[Saved entries]
PR #1405, opened 2022-03-23
Fix macOS bundle loader coverage and add tests

keith:
This is the same as https://github.com/bazelbuild/rules_apple/pull/1381 but for macOS


keith:
blocked on https://github.com/bazelbuild/continuous-integration/issues/1273

PR #1408, opened 2022-03-24
Add config_setting for tvos_sim_arm64

dflems:
Added to bazel here: https://github.com/bazelbuild/bazel/commit/207c31be57b9863f5c1aa17361a4ed68e6eaf041

Just landed in Bazel 5.1

### DIFF
--- a/apple/BUILD
+++ b/apple/BUILD
@@ -22,6 +22,7 @@ licenses(["notice"])
         "ios_sim_arm64",
         "tvos_x86_64",
         "tvos_arm64",
+        "tvos_sim_arm64",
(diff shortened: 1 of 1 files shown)


keith (approved):

brentleyjones:
Does this mean `master` stops supporting Bazel 5.0?

keith:
AFAIUI this is just a config setting that you can use, it just wouldn't ever hit before without that change in bazel

dflems:
@brentleyjones Adding a `ios_sim_arm64` config setting to this same file didn't break older versions of bazel so it should be fine

PR #1411, opened 2022-03-30
Use `LLVM_PROFILE_FILE` from env if exist

wendyliga:
recently there're changes to generate coverage data automatically if requested on `ios_unit_test`
add an option to use `LLVM_PROFILE_FILE` given from `--test_env`

if none, will use $TMP_DIR instead

### DIFF
--- a/apple/testing/default_runner/ios_test_runner.template.sh
+++ b/apple/testing/default_runner/ios_test_runner.template.sh
@@ -105,12 +105,24 @@ else
   TEST_ENV="TEST_SRCDIR=$TEST_SRCDIR"
 fi
 
-readonly profraw="$TMP_DIR/coverage.profraw"
+# default profraw
+profraw="$TMP_DIR/coverage.profraw"
+# check if LLVM_PROFILE_FILE has been set on --test_env, if exist, will use the given path instead
+IFS=',' read -ra ENV <<< "$TEST_ENV"
+for i in "${ENV[@]}"; do
+  IFS='=' read -ra VALUE <<< "$i"
+  for j in "${VALUE[@]}"; do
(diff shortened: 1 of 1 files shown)


wendyliga:
@keith to access the profraw and process the coverage manually, right now , with current approach, the bazel coverage will overwrite the LLVM_PROFILE_FILE

wendyliga:
On my case i want to process the profraw, and use json insted of lcov

also i want to use llvm cov to generate html from the profraw

keith:
If the test runner produced those as outputs as well, would that work for your case? For example similar to https://github.com/bazelbuild/rules_apple/pull/1390

wendyliga:
@keith 
> If the test runner produced those as outputs as well, would that work for your case? For example similar to https://github.com/bazelbuild/rules_apple/pull/1390

that could solve one issue.
the problem is just, with the new update, we don't have a way to access the raw `profraw`. 

I don't see a problem processing the `profraw`, to `lcov` and `json`, but because we don't have any access to `profraw`, there's no flexibility to handle the code coverage manually, somehow on my end, I have a different way to process the `profraw`.

the effect of this PR is just to add ability to access the profraw if you so choose, but doesn't effect the general code coverage output of lcov dat, or json in the future.

keith:
Yea that makes sense, but what else besides json / html do you need the profraw for? If it's just those 2 I'd rather the test runner produce those files for everyone than expose this implementation detail. I'm also loosely worried about how it's up to you to make sure to workaround the sandbox with this file, it just sounds error prone.

wendyliga:
@keith this is the HTML implementation https://github.com/bazelbuild/rules_apple/pull/1490

PR #1416, opened 2022-04-08
Fix dSYM filename in case custom executable names are used

rsahara:
Fixes the dSYM filename in case a custom executable name is used, like this:
- before this fix `bundle_name.app.dSYM/bundle_name`;
- after this fix `bundle_name.app.dSYM/executable_name`.

Changes in the code:
- Fixed the filename by using the executable name instead of the bundle name when it's specified (i.e. use the value returned by `bundling_support.executable_name`).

_What is expected_. All of the records should be transcribed exactly, with nothing left out.

_Answer section_.
PR #1405, opened 2022-03-23
Fix macOS bundle loader coverage and add tests

keith:
This is the same as https://github.com/bazelbuild/rules_apple/pull/1381 but for macOS


keith:
blocked on https://github.com/bazelbuild/continuous-integration/issues/1273

PR #1408, opened 2022-03-24
Add config_setting for tvos_sim_arm64

dflems:
Added to bazel here: https://github.com/bazelbuild/bazel/commit/207c31be57b9863f5c1aa17361a4ed68e6eaf041

Just landed in Bazel 5.1

### DIFF
--- a/apple/BUILD
+++ b/apple/BUILD
@@ -22,6 +22,7 @@ licenses(["notice"])
         "ios_sim_arm64",
         "tvos_x86_64",
         "tvos_arm64",
+        "tvos_sim_arm64",
(diff shortened: 1 of 1 files shown)


keith (approved):

brentleyjones:
Does this mean `master` stops supporting Bazel 5.0?

keith:
AFAIUI this is just a config setting that you can use, it just wouldn't ever hit before without that change in bazel

dflems:
@brentleyjones Adding a `ios_sim_arm64` config setting to this same file didn't break older versions of bazel so it should be fine

PR #1411, opened 2022-03-30
Use `LLVM_PROFILE_FILE` from env if exist

wendyliga:
recently there're changes to generate coverage data automatically if requested on `ios_unit_test`
add an option to use `LLVM_PROFILE_FILE` given from `--test_env`

if none, will use $TMP_DIR instead

### DIFF
--- a/apple/testing/default_runner/ios_test_runner.template.sh
+++ b/apple/testing/default_runner/ios_test_runner.template.sh
@@ -105,12 +105,24 @@ else
   TEST_ENV="TEST_SRCDIR=$TEST_SRCDIR"
 fi
 
-readonly profraw="$TMP_DIR/coverage.profraw"
+# default profraw
+profraw="$TMP_DIR/coverage.profraw"
+# check if LLVM_PROFILE_FILE has been set on --test_env, if exist, will use the given path instead
+IFS=',' read -ra ENV <<< "$TEST_ENV"
+for i in "${ENV[@]}"; do
+  IFS='=' read -ra VALUE <<< "$i"
+  for j in "${VALUE[@]}"; do
(diff shortened: 1 of 1 files shown)


wendyliga:
@keith to access the profraw and process the coverage manually, right now , with current approach, the bazel coverage will overwrite the LLVM_PROFILE_FILE

wendyliga:
On my case i want to process the profraw, and use json insted of lcov

also i want to use llvm cov to generate html from the profraw

keith:
If the test runner produced those as outputs as well, would that work for your case? For example similar to https://github.com/bazelbuild/rules_apple/pull/1390

wendyliga:
@keith 
> If the test runner produced those as outputs as well, would that work for your case? For example similar to https://github.com/bazelbuild/rules_apple/pull/1390

that could solve one issue.
the problem is just, with the new update, we don't have a way to access the raw `profraw`. 

I don't see a problem processing the `profraw`, to `lcov` and `json`, but because we don't have any access to `profraw`, there's no flexibility to handle the code coverage manually, somehow on my end, I have a different way to process the `profraw`.

the effect of this PR is just to add ability to access the profraw if you so choose, but doesn't effect the general code coverage output of lcov dat, or json in the future.

keith:
Yea that makes sense, but what else besides json / html do you need the profraw for? If it's just those 2 I'd rather the test runner produce those files for everyone than expose this implementation detail. I'm also loosely worried about how it's up to you to make sure to workaround the sandbox with this file, it just sounds error prone.

wendyliga:
@keith this is the HTML implementation https://github.com/bazelbuild/rules_apple/pull/1490

PR #1416, opened 2022-04-08
Fix dSYM filename in case custom executable names are used

rsahara:
Fixes the dSYM filename in case a custom executable name is used, like this:
- before this fix `bundle_name.app.dSYM/bundle_name`;
- after this fix `bundle_name.app.dSYM/executable_name`.

Changes in the code:
- Fixed the filename by using the executable name instead of the bundle name when it's specified (i.e. use the value returned by `bundling_support.executable_name`).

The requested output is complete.